● Data provided:
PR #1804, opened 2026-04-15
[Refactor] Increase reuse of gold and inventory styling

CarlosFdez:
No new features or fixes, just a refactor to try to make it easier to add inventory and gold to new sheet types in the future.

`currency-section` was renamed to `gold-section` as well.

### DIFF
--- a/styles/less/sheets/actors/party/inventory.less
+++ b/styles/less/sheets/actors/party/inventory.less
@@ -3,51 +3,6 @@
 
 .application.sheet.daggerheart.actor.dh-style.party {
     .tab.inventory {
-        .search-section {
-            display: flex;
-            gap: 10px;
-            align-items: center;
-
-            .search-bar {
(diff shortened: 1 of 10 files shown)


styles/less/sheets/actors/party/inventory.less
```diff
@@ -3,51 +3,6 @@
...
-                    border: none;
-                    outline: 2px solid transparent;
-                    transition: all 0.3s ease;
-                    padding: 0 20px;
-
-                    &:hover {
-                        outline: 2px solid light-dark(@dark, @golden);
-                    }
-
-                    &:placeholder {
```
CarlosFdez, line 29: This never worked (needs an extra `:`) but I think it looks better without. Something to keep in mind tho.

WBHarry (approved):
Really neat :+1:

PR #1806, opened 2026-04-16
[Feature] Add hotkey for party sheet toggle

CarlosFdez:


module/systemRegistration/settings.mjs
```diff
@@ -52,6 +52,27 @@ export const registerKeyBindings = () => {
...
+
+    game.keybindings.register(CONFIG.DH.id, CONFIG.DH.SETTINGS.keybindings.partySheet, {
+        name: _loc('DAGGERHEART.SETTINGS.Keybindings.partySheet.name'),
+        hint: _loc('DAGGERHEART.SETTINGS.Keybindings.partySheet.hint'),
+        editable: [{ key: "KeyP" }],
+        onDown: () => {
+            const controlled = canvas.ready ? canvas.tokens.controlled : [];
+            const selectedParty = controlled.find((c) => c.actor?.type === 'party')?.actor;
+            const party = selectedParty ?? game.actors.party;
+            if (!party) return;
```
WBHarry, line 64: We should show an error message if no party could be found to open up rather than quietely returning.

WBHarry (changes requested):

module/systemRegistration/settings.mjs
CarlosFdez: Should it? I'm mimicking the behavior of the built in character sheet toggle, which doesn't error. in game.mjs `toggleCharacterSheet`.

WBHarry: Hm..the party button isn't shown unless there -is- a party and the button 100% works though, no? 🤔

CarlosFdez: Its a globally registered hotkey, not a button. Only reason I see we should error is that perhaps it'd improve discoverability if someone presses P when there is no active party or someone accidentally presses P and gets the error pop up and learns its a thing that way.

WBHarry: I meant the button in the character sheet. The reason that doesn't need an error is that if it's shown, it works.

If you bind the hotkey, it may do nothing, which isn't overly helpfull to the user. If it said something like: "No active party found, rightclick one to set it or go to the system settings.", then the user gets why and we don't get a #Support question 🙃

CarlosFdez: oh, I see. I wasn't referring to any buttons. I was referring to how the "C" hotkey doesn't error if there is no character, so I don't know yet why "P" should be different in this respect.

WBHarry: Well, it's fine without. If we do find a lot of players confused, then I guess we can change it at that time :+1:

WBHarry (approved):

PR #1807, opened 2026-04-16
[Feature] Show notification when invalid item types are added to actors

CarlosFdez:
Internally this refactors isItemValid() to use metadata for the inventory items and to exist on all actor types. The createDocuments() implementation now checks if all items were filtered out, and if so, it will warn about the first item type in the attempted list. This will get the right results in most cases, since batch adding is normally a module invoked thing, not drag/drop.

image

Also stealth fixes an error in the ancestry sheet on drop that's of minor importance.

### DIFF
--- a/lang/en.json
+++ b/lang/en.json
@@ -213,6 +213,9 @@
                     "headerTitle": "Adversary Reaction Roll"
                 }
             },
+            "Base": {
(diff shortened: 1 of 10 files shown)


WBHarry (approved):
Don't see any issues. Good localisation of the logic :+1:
---
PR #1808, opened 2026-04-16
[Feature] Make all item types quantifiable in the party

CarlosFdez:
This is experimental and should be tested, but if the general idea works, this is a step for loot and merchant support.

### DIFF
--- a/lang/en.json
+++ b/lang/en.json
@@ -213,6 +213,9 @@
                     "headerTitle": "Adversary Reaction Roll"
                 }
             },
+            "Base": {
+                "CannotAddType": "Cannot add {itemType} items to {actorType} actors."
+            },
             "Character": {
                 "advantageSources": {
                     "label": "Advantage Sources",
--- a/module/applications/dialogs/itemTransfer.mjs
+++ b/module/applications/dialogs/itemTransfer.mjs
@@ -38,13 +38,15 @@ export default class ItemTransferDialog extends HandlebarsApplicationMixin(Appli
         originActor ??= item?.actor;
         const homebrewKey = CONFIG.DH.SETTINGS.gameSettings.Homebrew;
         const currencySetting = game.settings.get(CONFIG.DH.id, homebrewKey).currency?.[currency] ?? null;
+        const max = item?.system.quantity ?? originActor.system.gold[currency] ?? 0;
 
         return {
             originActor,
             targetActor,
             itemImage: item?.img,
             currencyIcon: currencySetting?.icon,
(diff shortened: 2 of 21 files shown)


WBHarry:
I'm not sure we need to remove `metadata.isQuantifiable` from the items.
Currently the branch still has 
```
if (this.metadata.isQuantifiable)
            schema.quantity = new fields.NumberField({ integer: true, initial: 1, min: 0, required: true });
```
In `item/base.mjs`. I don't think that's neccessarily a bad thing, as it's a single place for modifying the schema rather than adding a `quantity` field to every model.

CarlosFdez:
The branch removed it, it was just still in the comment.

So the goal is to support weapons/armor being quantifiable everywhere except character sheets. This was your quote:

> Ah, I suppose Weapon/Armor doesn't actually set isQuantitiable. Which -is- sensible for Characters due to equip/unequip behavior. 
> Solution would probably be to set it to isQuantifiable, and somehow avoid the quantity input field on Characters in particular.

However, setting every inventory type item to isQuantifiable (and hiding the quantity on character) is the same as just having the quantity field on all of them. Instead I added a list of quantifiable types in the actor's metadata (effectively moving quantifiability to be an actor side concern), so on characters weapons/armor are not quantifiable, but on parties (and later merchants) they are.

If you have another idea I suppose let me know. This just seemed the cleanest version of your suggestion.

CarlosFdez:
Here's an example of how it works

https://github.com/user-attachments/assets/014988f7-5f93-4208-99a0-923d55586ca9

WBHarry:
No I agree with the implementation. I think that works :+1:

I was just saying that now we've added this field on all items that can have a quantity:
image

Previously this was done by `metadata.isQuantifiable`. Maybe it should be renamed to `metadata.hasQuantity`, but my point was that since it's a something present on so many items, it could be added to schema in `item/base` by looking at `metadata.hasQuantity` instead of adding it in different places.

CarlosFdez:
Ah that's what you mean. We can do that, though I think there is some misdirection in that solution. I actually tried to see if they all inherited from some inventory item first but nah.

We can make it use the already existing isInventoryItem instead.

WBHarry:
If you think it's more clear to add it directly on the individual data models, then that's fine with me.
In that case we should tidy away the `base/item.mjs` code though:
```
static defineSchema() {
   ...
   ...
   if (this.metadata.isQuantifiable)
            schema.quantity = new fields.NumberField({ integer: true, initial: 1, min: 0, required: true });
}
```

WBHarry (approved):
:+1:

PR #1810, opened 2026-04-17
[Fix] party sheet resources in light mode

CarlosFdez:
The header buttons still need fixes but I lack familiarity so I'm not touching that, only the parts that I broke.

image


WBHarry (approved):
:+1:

● Task prompt: Restate word for word the lines of the data above, starting at the line containing "PR #1808, opened 2026-04-16" and ending at the line containing "Characters in particular.", both included, and nothing more.

● The completed task:
PR #1808, opened 2026-04-16
[Feature] Make all item types quantifiable in the party

CarlosFdez:
This is experimental and should be tested, but if the general idea works, this is a step for loot and merchant support.

### DIFF
--- a/lang/en.json
+++ b/lang/en.json
@@ -213,6 +213,9 @@
                     "headerTitle": "Adversary Reaction Roll"
                 }
             },
+            "Base": {
+                "CannotAddType": "Cannot add {itemType} items to {actorType} actors."
+            },
             "Character": {
                 "advantageSources": {
                     "label": "Advantage Sources",
--- a/module/applications/dialogs/itemTransfer.mjs
+++ b/module/applications/dialogs/itemTransfer.mjs
@@ -38,13 +38,15 @@ export default class ItemTransferDialog extends HandlebarsApplicationMixin(Appli
         originActor ??= item?.actor;
         const homebrewKey = CONFIG.DH.SETTINGS.gameSettings.Homebrew;
         const currencySetting = game.settings.get(CONFIG.DH.id, homebrewKey).currency?.[currency] ?? null;
+        const max = item?.system.quantity ?? originActor.system.gold[currency] ?? 0;
 
         return {
             originActor,
             targetActor,
             itemImage: item?.img,
             currencyIcon: currencySetting?.icon,
(diff shortened: 2 of 21 files shown)


WBHarry:
I'm not sure we need to remove `metadata.isQuantifiable` from the items.
Currently the branch still has 
```
if (this.metadata.isQuantifiable)
            schema.quantity = new fields.NumberField({ integer: true, initial: 1, min: 0, required: true });
```
In `item/base.mjs`. I don't think that's neccessarily a bad thing, as it's a single place for modifying the schema rather than adding a `quantity` field to every model.

CarlosFdez:
The branch removed it, it was just still in the comment.

So the goal is to support weapons/armor being quantifiable everywhere except character sheets. This was your quote:

> Ah, I suppose Weapon/Armor doesn't actually set isQuantitiable. Which -is- sensible for Characters due to equip/unequip behavior. 
> Solution would probably be to set it to isQuantifiable, and somehow avoid the quantity input field on Characters in particular.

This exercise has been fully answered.